**Problem:**
The whole set of entries is to be restated word for word.

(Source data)
[Start of Attachment]

PR #6675, opened 2018-03-27
Set default metricset in windows module to `service`

jsoriano:
See #6668

### DIFF
--- a/metricbeat/docs/modules/windows.asciidoc
+++ b/metricbeat/docs/modules/windows.asciidoc
@@ -7,7 +7,8 @@ This file is generated! See scripts/docs_collector.py
 
 beta[]
 
-This is the Windows module.
+This is the Windows module. It collects metrics from Windows systems,
+by default metricset `service` is enabled.
 
 
 [float]
@@ -20,12 +21,6 @@ in <<configuration-metricbeat>>. Here is an example configuration:
 ----
 metricbeat.modules:
 - module: windows
-  metricsets: ["perfmon"]
-  period: 10s
-  perfmon.counters:
-
-- module: windows
-  metricsets: ["service"]
   period: 60s
 ----
 
--- a/metricbeat/metricbeat.reference.yml
+++ b/metricbeat/metricbeat.reference.yml
@@ -493,11 +493,18 @@ metricbeat.modules:
 #------------------------------- Windows Module ------------------------------
 - module: windows
   metricsets: ["perfmon"]
+  enabled: true
   period: 10s
+  perfmon.ignore_non_existent_counters: true
   perfmon.counters:
+  #  - instance_label: processor.name
+  #    instance_name: total
+  #    measurement_label: processor.time.total.pct
+  #    query: '\Processor Information(_Total)\% Processor Time'
 
 - module: windows
   metricsets: ["service"]
+  enabled: true
   period: 60s
 
 #------------------------------ ZooKeeper Module -----------------------------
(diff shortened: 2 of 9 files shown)


metricbeat/metricbeat.reference.yml
```diff
@@ -491,14 +491,9 @@ metricbeat.modules:
 
 #------------------------------- Windows Module ------------------------------
 - module: windows
-  metricsets: ["perfmon"]
   period: 10s
   perfmon.counters:
 
-- module: windows
```
ruflin: Reference file should definitiveyl contain both options.

jsoriano:
Added reference config and updated doc.

Regarding why chosing perfmon as default option I don't have a strong opinion on that, I only though that maybe by default the user may not want to monitor all services.
What do you think? Should we enable both metricsets by default?

metricbeat/docs/modules/windows.asciidoc
```diff
@@ -20,13 +21,8 @@ in <<configuration-metricbeat>>. Here is an example configuration:
 ----
 metricbeat.modules:
 - module: windows
-  metricsets: ["perfmon"]
   period: 10s
   perfmon.counters:
```
andrewkroh: `perfmon` requires configuration so maybe it shouldn't be a "default". You must configure `perfmon.counters` in order for it to be useful so I think this example needs improvement.

The `service` metricset does not require any configuration so it might be a good default. But TBH the default period of 10s is a excessive. I'd probably increase it 60s at a minimum or drop events for healthy services.

ruflin: +1 on the proposal. As we have now also a `config.reference.yml` we can set the period to 60s (non default) in the config.yml. Also we can add a processor to drop the healthy events with a processor in the `config.yml`.

jsoriano: Agree with the proposals, thanks @andrewkroh 

Would it be ok to set a different default for the period in the initialization of this module?

ruflin: It would be possible but as the default period is possible, I would not do that and use the `config.yml` for it. This keeps the code and defaults simple, but still allows us to overwrite them.

jsoriano: Oh, period is module-wide :thinking: it shouldn't be set from the metricset.

ruflin: You can define a module multiple times in the config if you want to have different periods for different metricsets.

jsoriano:
Changed default metricset to `service`, reverted changes in periods in reference config, and added commented-out example for `perfmon`.

metricbeat/metricbeat.reference.yml
```diff
@@ -492,11 +492,18 @@ metricbeat.modules:
...
   perfmon.counters:
+  #  - instance_label: processor.name
+  #    instance_name: total
+  #    measurement_label: processor.time.total.pct
+  #    query: '\Processor Information(_Total)\% Processor Time'
 
 - module: windows
   metricsets: ["service"]
+  enabled: true
   period: 60s
```
ruflin: Now it becomes interesting. In the `reference` config we should use defaults and only in `config.yml`overwrite the defaults. At least that is what we did so far.

jsoriano: This is how periods were in the reference config before this PR :)

I think that supporting different default periods can make a lot of sense (this module is a good example), but this gives for a bigger discussion out of the scope of this PR, wdyt?

ruflin: That we had different periods in the reference config was more an accident as the values were taken from the short config. Now that we have a reference file we could use the default one.

There are a lot of interesting discussion popping up with our changes here. We can take these offline. Will merge as is for now.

[End of Attachment]

**Output for this exercise:**
PR #6675, opened 2018-03-27
Set default metricset in windows module to `service`

jsoriano:
See #6668

### DIFF
--- a/metricbeat/docs/modules/windows.asciidoc
+++ b/metricbeat/docs/modules/windows.asciidoc
@@ -7,7 +7,8 @@ This file is generated! See scripts/docs_collector.py
 
 beta[]
 
-This is the Windows module.
+This is the Windows module. It collects metrics from Windows systems,
+by default metricset `service` is enabled.
 
 
 [float]
@@ -20,12 +21,6 @@ in <<configuration-metricbeat>>. Here is an example configuration:
 ----
 metricbeat.modules:
 - module: windows
-  metricsets: ["perfmon"]
-  period: 10s
-  perfmon.counters:
-
-- module: windows
-  metricsets: ["service"]
   period: 60s
 ----
 
--- a/metricbeat/metricbeat.reference.yml
+++ b/metricbeat/metricbeat.reference.yml
@@ -493,11 +493,18 @@ metricbeat.modules:
 #------------------------------- Windows Module ------------------------------
 - module: windows
   metricsets: ["perfmon"]
+  enabled: true
   period: 10s
+  perfmon.ignore_non_existent_counters: true
   perfmon.counters:
+  #  - instance_label: processor.name
+  #    instance_name: total
+  #    measurement_label: processor.time.total.pct
+  #    query: '\Processor Information(_Total)\% Processor Time'
 
 - module: windows
   metricsets: ["service"]
+  enabled: true
   period: 60s
 
 #------------------------------ ZooKeeper Module -----------------------------
(diff shortened: 2 of 9 files shown)


metricbeat/metricbeat.reference.yml
```diff
@@ -491,14 +491,9 @@ metricbeat.modules:
 
 #------------------------------- Windows Module ------------------------------
 - module: windows
-  metricsets: ["perfmon"]
   period: 10s
   perfmon.counters:
 
-- module: windows
```
ruflin: Reference file should definitiveyl contain both options.

jsoriano:
Added reference config and updated doc.

Regarding why chosing perfmon as default option I don't have a strong opinion on that, I only though that maybe by default the user may not want to monitor all services.
What do you think? Should we enable both metricsets by default?

metricbeat/docs/modules/windows.asciidoc
```diff
@@ -20,13 +21,8 @@ in <<configuration-metricbeat>>. Here is an example configuration:
 ----
 metricbeat.modules:
 - module: windows
-  metricsets: ["perfmon"]
   period: 10s
   perfmon.counters:
```
andrewkroh: `perfmon` requires configuration so maybe it shouldn't be a "default". You must configure `perfmon.counters` in order for it to be useful so I think this example needs improvement.

The `service` metricset does not require any configuration so it might be a good default. But TBH the default period of 10s is a excessive. I'd probably increase it 60s at a minimum or drop events for healthy services.

ruflin: +1 on the proposal. As we have now also a `config.reference.yml` we can set the period to 60s (non default) in the config.yml. Also we can add a processor to drop the healthy events with a processor in the `config.yml`.

jsoriano: Agree with the proposals, thanks @andrewkroh 

Would it be ok to set a different default for the period in the initialization of this module?

ruflin: It would be possible but as the default period is possible, I would not do that and use the `config.yml` for it. This keeps the code and defaults simple, but still allows us to overwrite them.

jsoriano: Oh, period is module-wide :thinking: it shouldn't be set from the metricset.

ruflin: You can define a module multiple times in the config if you want to have different periods for different metricsets.

jsoriano:
Changed default metricset to `service`, reverted changes in periods in reference config, and added commented-out example for `perfmon`.

metricbeat/metricbeat.reference.yml
```diff
@@ -492,11 +492,18 @@ metricbeat.modules:
...
   perfmon.counters:
+  #  - instance_label: processor.name
+  #    instance_name: total
+  #    measurement_label: processor.time.total.pct
+  #    query: '\Processor Information(_Total)\% Processor Time'
 
 - module: windows
   metricsets: ["service"]
+  enabled: true
   period: 60s
```
ruflin: Now it becomes interesting. In the `reference` config we should use defaults and only in `config.yml`overwrite the defaults. At least that is what we did so far.

jsoriano: This is how periods were in the reference config before this PR :)

I think that supporting different default periods can make a lot of sense (this module is a good example), but this gives for a bigger discussion out of the scope of this PR, wdyt?

ruflin: That we had different periods in the reference config was more an accident as the values were taken from the short config. Now that we have a reference file we could use the default one.

There are a lot of interesting discussion popping up with our changes here. We can take these offline. Will merge as is for now.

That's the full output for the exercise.